In the case with the new SSO (Fig. 11b, d), stronger winds can be seen throughout the polar vortex region when OGWMF is redistributed. This zonal wind signal is partly statistically significant in the individual boreal winter months (see Supplement), but the temperature signal in the high latitudes is robust even in the seasonal mean differences. The southern high-latitude lower stratosphere shows colder air and the higher stratosphere warmer air, and this is the case from April through September. This shows that in the case with the new SSO, the dynamical response to GW redistribution is somewhat different than in the case with the old SSO, and it cannot be explained by altered OGW forcing in the same manner. In principle, the abilities of GWs to propagate to higher levels as discussed above, resulting in reduced drag below around 10 hPa and enhanced drag above, are consistent with the temperature differences, and that again would be consistent with enhanced subsidence at lower altitudes and reduced subsidence above. However, the polar vortex strength also increases at levels above 10 hPa, where the total drag by OGWs is strongly enhanced (see Fig. S9). This again emphasises the non-linear nature of the response of high-latitude stratospheric dynamics to forcings, and an in-depth analysis of feedbacks between GWs, planetary waves and the mean flow would be necessary to gain a conclusive understanding of the modelled response to the GW redistribution. This includes its sensitivity to the background state (which Sigmond and Scinocca, 2010, showed to control wave propagation conditions and its sensitivity to changes) as indicated by the differences between the response in the new and old SSO case.
Another property of the Antarctic polar vortex that is of high interest is the day of the year of its breakdown (final warming). The persistence of the polar vortex through spring is relevant because of both ozone chemistry and its impact on tropospheric dynamics. In Fig. 12 we show the distribution of the stratospheric final warming day of the year for the four simulations. Following, for example, Black and McDaniel (2007) and de la Cámara et al. (2016), the final warming day of the year is diagnosed by using 5 d running means of daily data to calculate the final warming date as the last time that the zonal-mean zonal westerly wind at 60∘ S drops below 10 m s−1 until the subsequent autumn. Figure 12 shows that GW redistribution slightly shifts the mean of the final warming date to later times in the year, though this is barely statistically significant. With the old SSO, the median is shifted from day 298 to day 301 and with the new SSO from day 298 to day 303. In contrast to many other models, in EMAC the Antarctic polar vortex tends to break down too early (Jöckel et al., 2016) compared to reanalysis data (e.g. de la Cámara et al., 2016, found day ∼ 315 to be the median in ERA-Interim), and thus the redistribution acts to improve the model in this regard. Note that the structures of the final warming day distributions also change, in general towards a larger spread of the final warming date. These results are in line with the study by Gupta et al. (2021), who state that parameterised GW drag at 60∘ S generally provides more than half of the wind deceleration for the Antarctic polar vortex breakdown, and occasionally the amount can even be as high as the total necessary deceleration. Note further that the generally stronger OGWMF with the new SSO compared to the old one alters the final warming day distribution, but not its median value. As before, it will be of interest to study the interaction between GWs, planetary waves and the mean flow to more thoroughly understand this behaviour.

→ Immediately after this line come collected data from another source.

PR #209, opened 2021-09-24
fix: attempts to fix it with AutononceWallet and with NonceManager

samt1803:


samt1803:
this is an attempt to fix the "nonce is too low" or "there already is a transaction with that nonce in the mempool"  errors when trying to run tests, that use the same privatekey in parallell

both approaches did not work yet..

PR #210, opened 2021-09-27
NET-419: Update node-datachannel to v0.1.10

paullouisageneau:
This PR fixes "Aborted" errors when running the network CI by updating node-datachannel to v0.1.10. The errors were caused by a possible race condition when closing a Peer Connection early in its lifecycle, which should be fixed in libdatachannel v0.15.2.

The fix should apply to different kind of failures linked to transport initialization, like termination without exception and segfaults, which often followed `[rtc::impl::PeerConnection::initDtlsTransport@251] Connection is closed` errors in the log.

### DIFF
--- a/packages/network/package-lock.json
+++ b/packages/network/package-lock.json
@@ -9344,9 +9344,9 @@
 			"dev": true
 		},
 		"node-datachannel": {
-			"version": "0.1.5",
-			"resolved": "https://registry.npmjs.org/node-datachannel/-/node-datachannel-0.1.5.tgz",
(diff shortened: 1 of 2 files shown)


juslesan (approved):
LGTM, I gave the CI a few extra spins and it no longer crashed!

harbu (approved):

paullouisageneau:
Are some cross-client tests expected to fail?

juslesan:
> Are some cross-client tests expected to fail?

Yes, those are flaky and are not strictly related to the Network package

timoxley:
> Are some cross-client tests expected to fail?

Worth restarting them, if they fail consistently then there's a problem.

paullouisageneau:
It seems the `stream-encrypted-exchanged-rotating-revoking-signed` and `default stream-encrypted-exchanged-rotating-signed ` ones fail most of the time.

paullouisageneau:
There is always one or two randomly failing but I'm merging anyway as it looks unrelated.

PR #911, opened 2022-10-19
fix(dht, proto-rpc): clean script should not remove generated code

harbu:
Fix `npm run clean` in both dht and proto-rpc packages to not remove generated protobuf code. Tested by hand and `npm run clean && npm run build` without any changes to git files.


teogeb (approved):

harbu:
Accidentally close...

PR #917, opened 2022-10-20
feat(utils): abortable wait and `asAbortable`

harbu:
## Summary

Add support for `AbortController` in function `wait`. This allows a user to prematurely cancel `wait` leading to promise rejection. Add new exported function `asAbortable` with which one can turn any Promise into one that can be aborted.

## Changes
- Add `AbortController` support to `wait` in similar style as was done with `withTimeout` before.
- Add new function `asAbortable` which can be used to wrap any Promise into one that can be aborted. Resource cleanup, however, is not handled automatically and needs to be implemented by user of said function.
- Implement both `wait` and `withTimeout` using `asAbortable` to avoid repetition.

- The `setTimeout` implementation could be drastically simpler (see my 1st commit e9fc9b57da240e8d434012684ae6334d9584500d) by using [`timers/promises`](https://nodejs.org/api/timers.html#timerspromisessettimeoutdelay-value-options) introduced in Node.js v16. However, this is not supported by browsers.
- Add support for `customErrorContext` similar to `withTimeout`?

### DIFF
--- a/packages/utils/src/asAbortable.ts
+++ b/packages/utils/src/asAbortable.ts
@@ -1,0 +1,44 @@
+export class AbortError extends Error {
+    readonly code = 'AbortError'
+    constructor(customErrorContext?: string) {
+        super(customErrorContext === undefined
+            ? `aborted`
+            : `${customErrorContext} aborted`)
+        Error.captureStackTrace(this, AbortError)
+    }
+}
+
+/**
+ * Wraps a Promise into one that can be aborted with `AbortController`.
+ * Aborting causes the returned Promise to reject with `AbortError` unless
+ * the underlying promise itself has already resolved or rejected.
+ *
+ * Notice that it is the user's responsibility to implement any custom cleanup
+ * logic in a `finally` or `catch` block in case of resources that need to be
+ * freed up.
+ */
+export function asAbortable<T>(
+    promise: Promise<T>,
+    abortController?: AbortController,
+    customErrorContext?: string
+): Promise<T> {
+    if (abortController?.signal.aborted === true) {
+        return Promise.reject(new AbortError(customErrorContext))
+    }
+    let abortListener: () => void
+    return new Promise<T>((resolve, reject) => {
+        if (abortController?.signal !== undefined) {
+            abortListener = () => {
+                reject(new AbortError(customErrorContext))
+            }
+            // TODO remove the type casting when type definition for abortController has been updated to include addEventListener
+            (abortController.signal as any).addEventListener('abort', abortListener)
+        }
+        promise.then(resolve, reject)
+    }).finally(() => {
+        if (abortListener !== undefined) {
+            // TODO remove the type casting when type definition for abortController has been updated to include removeEventListener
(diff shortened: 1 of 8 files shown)


packages/utils/src/withTimeout.ts
```diff
@@ -8,16 +10,6 @@ export class TimeoutError extends Error {
...
-    readonly code = 'AbortError'
-    constructor(customErrorContext?: string) {
-        super(customErrorContext === undefined
-            ? `aborted`
-            : `${customErrorContext} aborted`)
-        Error.captureStackTrace(this, AbortError)
-    }
-}
-
 export const withTimeout = <T>(
```
teogeb, line 13: Would it be possible to use abortable wait in `withTimeout`? Now those method share very similar code.

teogeb (changes requested):

packages/utils/src/withTimeout.ts
harbu: "Fixed" in https://github.com/streamr-dev/network-monorepo/pull/917/commits/e0491b7e04048c8efef229ee7fff0c8dcb374efe, well at least less code repetition

packages/utils/src/asAbortable.ts
```diff
@@ -0,0 +1,44 @@
+export class AbortError extends Error {
+    readonly code = 'AbortError'
```
teogeb, line 2: It would maybe make sense to have this code as value `ABORT`
- as it is an error code, we already know it is an error
- use uppercase notation similarly e.g. in `StreamrClientError`

Or was it so that this follows some other convention, which we prefer?

packages/utils/src/withTimeout.ts
```diff
@@ -1,3 +1,5 @@
+import { asAbortable } from './asAbortable'
+
 export class TimeoutError extends Error {
     readonly code = 'TimeoutError'
```
teogeb, line 4: Similarly, this could be `TIMEOUT` if we want to change the codes

packages/utils/test/asAbortable.test.ts
```diff
@@ -0,0 +1,58 @@
...
+        const abortController = new AbortController()
+        setTimeout(() => {
+            abortController.abort()
+        }, TIME_UNIT)
+        const actual = asAbortable(
+            sleep(2 * TIME_UNIT),
+            abortController,
+            'customError'
+        )
+        return expect(actual).rejects.toEqual(new AbortError('customError'))
```
teogeb, line 33: Note that these kind of assertions don't actually test that we throw `AbortError` (see https://github.com/streamr-dev/network-monorepo/pull/925). These  just check that we throw a correct error message.

teogeb (approved):

packages/utils/src/asAbortable.ts
harbu: Will do in a separate PR to follow.

packages/utils/test/asAbortable.test.ts
harbu: Separate PR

For additional investigation of the Antarctic polar vortices in the four simulations, we use geometric-based methods by taking two-dimensional moments of dynamical fields. These diagnostics were, for example, put forward by Mitchell et al. (2011) and Seviour et al. (2013) and include the vortex excess kurtosis, aspect ratio and centroid latitude. The excess kurtosis is a non-linear and state-dependent diagnostic (see Matthewman and Esler, 2011); it is a measure of the departure of the vortex shape from an ellipse (Scott, 2016). Positive kurtosis values correspond to an eye shape with the vortex narrowing at its extremities, and larger positive values could be associated with higher probability of filamentation events of vortex material into the surf zone (Mitchell et al., 2012; Scott, 2016). GW redistribution enhances the kurtosis median at 10 hPa by around 10 % in both cases (see Fig. S11 for distribution). This can mean a significant change in circulation, but detailed analyses need to be conducted to draw clear conclusions here. The vortex aspect ratio median and distribution at 10 hPa are clearly changed through GW redistribution in the case with the new SSO, but not in the case with the old SSO (Fig. S12). A change in vortex form is in line with Fig. 11b and d. The centroid latitude does not reveal a clear picture as to any systematic changes through GW redistribution in our simulations (Fig. S13).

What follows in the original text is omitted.